Alcohol and the Brain
Alcohol is a depressant that affects the central nervous system, impairing judgment, coordination, and memory.
Short-term effects: Euphoria, reduced inhibitions, impaired motor skills.
Long-term effects: Liver damage, addiction, cognitive deficits.
Barbiturates, Opioids, and Overdose
Barbiturates and opioids are powerful depressants that can cause overdose and death if misused.
Barbiturates: Induce sleep or reduce stress, high risk of addiction and overdose.
Opioids: Used for pain relief, high risk of dependence and overdose.

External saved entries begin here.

PR #991, opened 2020-10-29
Correct naming conventions in rna-transcription exercise

### LINKED ISSUE #986: Bad naming convention in the nucleotide exercises
Acronyms and Initialisms types should all be UpperCamelCase.  So `DNA` and `RNA` structs should be `Dna` and `Rna`.

Here's the proof: <https://rust-lang.github.io/rfcs/0430-finalizing-naming-conventions.html>

benreyn:
Closes #986

### DIFF
--- a/exercises/rna-transcription/example.rs
+++ b/exercises/rna-transcription/example.rs
@@ -1,4 +1,4 @@
-/// The possible nucleotides in Dna and Rna
+/// The possible nucleotides in DNA and RNA
 #[derive(Debug, Eq, PartialEq, Clone, Copy)]
 pub enum Nucleotide {
     Adenine,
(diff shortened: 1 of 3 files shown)


exercises/rna-transcription/example.rs
```diff
@@ -1,4 +1,4 @@
-/// The possible nucleotides in DNA and RNA
+/// The possible nucleotides in Dna and Rna
```
coriolinus, line 1: Comments are exceptions; normal acronym rules (all-caps) should apply there.

coriolinus (commented):
Please restore comment capitalization. I marked the first instance. Other than that, looks good!

exercises/rna-transcription/example.rs
benreyn: Addressed in 64b1b68. Thanks for the review!

coriolinus (approved):
Looks great, thanks for doing this work!

Issue #992, opened 2020-10-29
PaaS I/O test suit does not account for failing io operations.


meltinglava:
The test suit does not inspect what happens on failed IO operation, neither does the task say anything about it. My suggestion would be that we say that we say that you should only log on sucsessful operations.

Table: Comparison of Major Psychoactive Drug Classes
Drug Class | Main Effects | Examples | Risks |
|---|---|---|---|
Stimulants | Increase alertness, energy | Caffeine, amphetamines, cocaine | Addiction, anxiety, insomnia |
Depressants | Reduce CNS activity, induce relaxation | Alcohol, barbiturates, benzodiazepines | Dependence, overdose, impaired judgment |
Opioids | Pain relief, euphoria | Morphine, heroin, codeine | Dependence, overdose, respiratory depression |
Hallucinogens | Alter perception, cause hallucinations | LSD, psilocybin, MDMA | Psychological distress, impaired judgment |
Additional info:
Sleep cycles typically last about 90 minutes and repeat throughout the night.
Melatonin secretion is suppressed by light exposure, especially blue light from screens.
Chronic sleep deprivation is associated with increased risk of cardiovascular disease, obesity, and diabetes.